Petugas PGN ilustrasi.
Foto: ANTARA/Rivan Awal Lingga
Petugas PGN ilustrasi.

REPUBLIKA.CO.ID, JAKARTA -- Deputi Operasi Satuan Kerja Khusus Pelaksana Kegiatan Usaha Hulu Minyak dan Gas Bumi (SKK Migas) Julius Wiratno mengatakan operasionalisasi kembali lapangan Kepodang, Blok Muriah, Jawa Tengah harus lebih efisien. Pasalnya, hasil temuan SKK Migas mendapati fakta adanya ketidaksesuaian antara perkiraan cadangan terambil dengan aktual realisasi angka-angka produksi/kumulatif dan juga parameter-parameter teknis operasional seperti temperature, tekanan, dan lainnya.

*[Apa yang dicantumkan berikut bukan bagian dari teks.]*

PR #1510, opened 2023-10-30
Write configs asynchronously, first part of async API rewrite

goaaats:
Should fix some microstuttering complaints we have been getting. Reads aren't async yet, they definitely should be, but they should take the same code path as before the VFS in 99.9% of cases so it doesn't matter at the moment.

### DIFF
--- a/Dalamud/Configuration/Internal/DalamudConfiguration.cs
+++ b/Dalamud/Configuration/Internal/DalamudConfiguration.cs
@@ -2,6 +2,7 @@ using System.Collections.Generic;
 using System.Globalization;
 using System.IO;
 using System.Linq;
+using System.Threading.Tasks;
 
 using Dalamud.Game.Text;
 using Dalamud.Interface.Internal.Windows.PluginInstaller;
@@ -38,6 +39,8 @@ internal sealed class DalamudConfiguration : IServiceType, IDisposable
 
     [JsonIgnore]
     private bool isSaveQueued;
+
+    private Task? writeTask;
 
     /// <summary>
     /// Delegate for the <see cref="DalamudConfiguration.DalamudConfigurationSaved"/> event that occurs when the dalamud configuration is saved.
@@ -488,6 +491,9 @@ internal sealed class DalamudConfiguration : IServiceType, IDisposable
     {
         // Make sure that we save, if a save is queued while we are shutting down
         this.Update();
+        
+        // Wait for the write to finish
+        this.writeTask?.Wait();
     }
 
     /// <summary>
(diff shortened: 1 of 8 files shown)


Dalamud/Storage/ReliableFileStorage.cs
```diff
@@ -91,8 +92,9 @@ public bool Exists(string path, Guid containerId = default)
     /// <param name="path">Path to write to.</param>
     /// <param name="contents">The contents of the file.</param>
     /// <param name="containerId">Container to write to.</param>
-    public void WriteAllText(string path, string? contents, Guid containerId = default)
```
Infiziert90, line 94: Isn't that here a breaking change, as the class is public and could have been used since it was released with Api 9?

KazWolfe: This isn't a plugin-exposed service. The entire interface should probably be `internal`, but eh.

Dalamud/Plugin/DalamudPluginInterface.cs
```diff
@@ -338,12 +338,30 @@ public ICallGateSubscriber<TRet> GetIpcSubscriber<TRet>(string name)
...
+    /// <param name="currentConfig">The current configuration.</param>
+    /// <returns>A <see cref="Task"/> representing the asynchronous operation.</returns>
+    public async Task SavePluginConfigAsync(IPluginConfiguration? currentConfig)
+    {
+        if (currentConfig == null)
+            return;
+
+#pragma warning disable CS0618 // Type or member is obsolete
+        await this.configs.SaveAsync(currentConfig, this.plugin.InternalName, this.plugin.Manifest.WorkingPluginId);
+#pragma warning restore CS0618 // Type or member is obsolete
```
KazWolfe, line 364: These pragmas are unnecessary, `SaveAsync` is not obsolete.

Dalamud/Configuration/Internal/DalamudConfiguration.cs
```diff
@@ -508,7 +514,8 @@ private void Save()
     {
         ThreadSafety.AssertMainThread();
 
-        Service<ReliableFileStorage>.Get().WriteAllText(
+        this.writeTask?.Wait();
+        this.writeTask = Service<ReliableFileStorage>.Get().WriteAllTextAsync(
             this.configPath, JsonConvert.SerializeObject(this, SerializerSettings));
         this.DalamudConfigurationSaved?.Invoke(this);
```
KazWolfe, line 520: We'll be invoking `DalamudConfigurationSaved` before the save actually completes. This *seems* fine, given that the only use I can see is updating `DalamudPluginInterface#GeneralChatType`, but it does feel like a behavioral change that should at least be noted.

KazWolfe (changes requested):

goaaats:
> To prevent double writes, any queued io operations should have a cancellation token before committing and care must be taken before creating a new write task to make sure that only one queued write exists at the same time. An example of that would be an older write operation overwriting a newer one if its thread had to be stalled for any reason

Are you referring to something specific, or are you saying that the system should handle this? 

I'm waiting for these tasks in the two spots I'm using this now before kicking off another, so this shouldn't be an issue, error handling isn't great but I wanted to get this in for the patch. I'll go over it again when this is going to be a public API.

goaaats:
Superseded

PR #1519, opened 2023-11-04
Use system fonts as Dalamud font

Soreepeong:
* DirectWrite has been used to query installed fonts.
* Font names will be localized, according to Dalamud language settings. CurrentCultureIgnoreCase is used to sort the font list.
* Depending on language choice (SC, TC, and K in particular) it will try to load default Windows fonts with corresponding glyph ranges, if it has not been loaded yet.
* If SC or TC is being used, Chinese character range will be dropped when loading AXIS fonts, so that they can be fully replaced by user-provided fonts.
    * Noto Sans K can be removed from assets.
* Some helper classes and methods are added.
* Fixed some fonts having blurred texts when kerning is enabled, by rounding kerning distance into integers.
* Reset button always uses default monospace font.
* Some fonts such as Wingdings cannot be loaded; this is a stb_truetype limitation.

@Bluefissure Which Chinese fonts should be attempted if Chinese characters are set to be always displayable? Currently using Yahei/UI and JhengHei/UI for SC and TC respectively; adding non-Windows default fonts in the list of fonts to try works too, such as Source Han Sans SC/TC.

## Screenshots
image
image
image
image
image
image
image


Bluefissure:
I think Yahei is good, it's also the default font of Windows 10/11.

Soreepeong:
open again when its done

PR #1523, opened 2023-11-08
Fix fly text atk arrays + offsets

Aireil:


Bluefissure:
The new indexes are the same as I found in [my little toy](https://github.com/Bluefissure/MultiHit/blob/master/MultiHit/Plugin.cs#L288-L290) and I tested yesterday with the change of num array size 10, it's working well.
I may test this build with new index & offset later today.

goaaats (approved):

PR #1527, opened 2023-11-11
Fix GameFontStyle typo, update size recommendations

Soreepeong:
8

Also, changes for `GetRecommendedFamilyAndSize` is done to accommodate the use of very slightly smaller font, like using "12.8px" font when 13px is requested.


Soreepeong:
Merging this commit into better one.

PR #1534, opened 2023-11-21
Update .editorconfig for Resharper/Rider to conform with StyleCop rules

Soreepeong:
More probably exist but these are the ones I've found irritating so far.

"Meski data cadangan yang ada sudah tersertifikasi namun kondisi lapangan berbeda. Inilah situasi yang biasa terjadi di industri migas," jelas Julius kepada wartawan, Senin (23/3).

Pada 2019 Petronas Carigali Mutiah Ltd menutup operasionalisasi lapangan Kepodang akibat produksi yang terus menurun. Bahkan sejak pertama beroperasi di 2015, pasokan gas dari lapangan Kepodang selalu di bawah target.

 

Imbas dari penutupan operasi tersebut membuat PT Kalimantan Jawa Gas (KJG) mengalami kerugian. Bahkan Petronas masih memiliki kewajiban denda akibat pasokan gas dibawah kontrak selama periode 2015 -2017 sebesar 32,2 juta dolar AS atau sekitar Rp 460 miliar. Denda ini belum memperhitungkan kontrak pasokan gas tahun 2018 dan 2019 yang juga di bawah kontrak.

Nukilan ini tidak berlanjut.